This repository contains the code and documentation for the Subgenre Classification of Goodreads Fantasy Book Reviews using advanced topic modeling techniques. The goal of this project is to classify Goodreads fantasy reviews into predefined subgenres, leveraging various topic modeling algorithms, including Non-Negative Matrix Factorization (NMF), Latent Dirichlet Allocation (LDA), and BERTopic.
- Research Objective
- Dataset Description
- Models Used
- Analysis Workflow
- Results
- Visualizations
- Future Research
The objective of this research is to accurately classify Goodreads fantasy book reviews into one of the predefined subgenres by applying advanced topic modeling techniques.
The models used include:
- Non-Negative Matrix Factorization (NMF)
- Latent Dirichlet Allocation (LDA)
- BERTopic (transformer-based embeddings and clustering)
The dataset used for this analysis consists of over 3.4 million reviews from the Fantasy & Paranormal category on Goodreads. The data can be accessed and downloaded from the following link: Goodreads Datasets. After cleaning and preprocessing, we worked with a subset of 2 million English-language reviews.
NMF is a matrix factorization technique used to uncover latent topics in the dataset by decomposing term-frequency-inverse-document-frequency (TF-IDF) matrices. NMF was applied with 10 components to identify latent subgenres.
LDA is a generative probabilistic model that assumes each document is a mixture of topics, and each topic is a mixture of words. It was applied to a dictionary and corpus built from the cleaned text data.
BERTopic uses transformer-based embeddings and clustering algorithms to uncover topics within text data. We used the paraphrase-MiniLM-L3-v2 Sentence Transformer for embeddings and optimized the process with PCA and MiniBatchKMeans for dimensionality reduction and clustering.
- Data Preparation: Text was preprocessed by cleaning, removing stop words, and filtering non-English reviews. Reviews were represented using the cleaned text.
- Modeling: NMF, LDA, and BERTopic were applied to the cleaned text to extract topics.
- Subgenre Classification: Each topic was compared to a predefined subgenre dictionary, and labels were assigned using cosine similarity.
- Results Interpretation: Subgenres were validated by analyzing the top words of each topic and cross-referencing them with the predefined subgenre dictionary.
- Top Subgenres: The most prominent subgenres were "Slice of Life," "Suspense and Mystery," "Romantic Adventure," "Literary Collections," and "Opinions."
- BERTopic Performance: BERTopic demonstrated the highest accuracy in aligning topics with subgenres. An extra "final label" column was generated based on BERTopic if no consensus was reached across models.

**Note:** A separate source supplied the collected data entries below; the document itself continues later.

PR #3252, opened 2017-11-03
borg list: fix broken pipe handling, fixes #3245

### LINKED ISSUE #3245: 1.1.1 gives a BrokenPipeError when sending output to | less
With 1.1.1 when I run `borg list | less` I get this exception. It works fine on 1.0.11.

> Local Exception
> Traceback (most recent call last):
>   File "borg/archiver.py", line 4049, in main
>   File "borg/archiver.py", line 3977, in run
>   File "borg/archiver.py", line 148, in wrapper
>   File "borg/archiver.py", line 1356, in do_list
>   File "borg/archiver.py", line 1399, in _list_repository
> BrokenPipeError: [Errno 32] Broken pipe
> 
> Platform: Linux borg 4.9.0-4-amd64 #1 SMP Debian 4.9.51-1 (2017-09-28) x86_64
> Linux: debian 9.2
> Borg: 1.1.1  Python: CPython 3.5.4
> PID: 1956  CWD: /root/borg-script/1.1
> sys.argv: ['./borg-1.1.1', 'list']
> SSH_ORIGINAL_COMMAND: None
> 
> Exception ignored in: <_io.TextIOWrapper name='<stdout>' encoding='UTF-8'>
> BrokenPipeError: [Errno 32] Broken pipe

ThomasWaldmann:
always use sys.stdout.write as in main() we have replaced that with a
handler that deals with BrokenPipe exceptions.

also simplify (remove) encode/decode dance as format_item (get_item_data) already removes surrogates.

### DIFF
--- a/src/borg/archiver.py
+++ b/src/borg/archiver.py
@@ -1148,26 +1148,18 @@ class Archiver:
     @with_repository(compatibility=(Manifest.Operation.READ,))
     def do_list(self, args, repository, manifest, key):
         """List archive or repository contents"""
-        if not hasattr(sys.stdout, 'buffer'):
-            # This is a shim for supporting unit tests replacing sys.stdout with e.g. StringIO,
-            # which doesn't have an underlying buffer (= lower file object).
-            def write(bytestring):
-                sys.stdout.write(bytestring.decode('utf-8', errors='replace'))
-        else:
-            write = sys.stdout.buffer.write
-
         if args.location.archive:
             if args.json:
                 self.print_error('The --json option is only valid for listing archives, not archive contents.')
                 return self.exit_code
-            return self._list_archive(args, repository, manifest, key, write)
+            return self._list_archive(args, repository, manifest, key)
         else:
             if args.json_lines:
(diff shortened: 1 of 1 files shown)


src/borg/archiver.py
```diff
@@ -1147,13 +1147,8 @@ def do_umount(self, args):
...
         """List archive or repository contents"""
-        if not hasattr(sys.stdout, 'buffer'):
-            # This is a shim for supporting unit tests replacing sys.stdout with e.g. StringIO,
-            # which doesn't have an underlying buffer (= lower file object).
-            def write(bytestring):
-                sys.stdout.write(bytestring.decode('utf-8', errors='replace'))
-        else:
-            write = sys.stdout.buffer.write
+        def write(bytestring):
+            sys.stdout.write(bytestring.decode('utf-8', errors='replace'))
```
ThomasWaldmann: so, in the end it first calls safe_encode (utf-8 encode, surrogate-escape) and then decode (utf-8, replace).

guess we could just call remove_surrogates (utf-8 encode, replace + utf-8 decode) - like at a lot of other places.

Issue #2862, opened 2017-07-22
Officially maintain/include autocompletion


rugk:
IMHO autocompletion for mayor shells (zsh, bash) is a feature each good linux tool should have. And it should be maintained officially in this repo and included in it, because then packagers rather see it and can be assured that support for it won't be dropped easily.

Maybe put it in some doc or misc dir.

This issue means include 
https://github.com/mrkmg/borgbackup-zsh-completion into this repo (& update it) and include https://github.com/borgbackup/borg/issues/1782 here.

Genre | Number of Reviews |
---|---|
Slice of Life | 1,179,579 |
Suspense and Mystery | 193,373 |
Romantic Adventure | 189,319 |
Literary Collections | 146,040 |
Opinions | 112,881 |
Number of reviews where all labels are the same: 270,069
Potential areas for further research include expanding the dataset to include book abstracts and experimenting with other transformer models to improve the accuracy of topic and subgenre classification.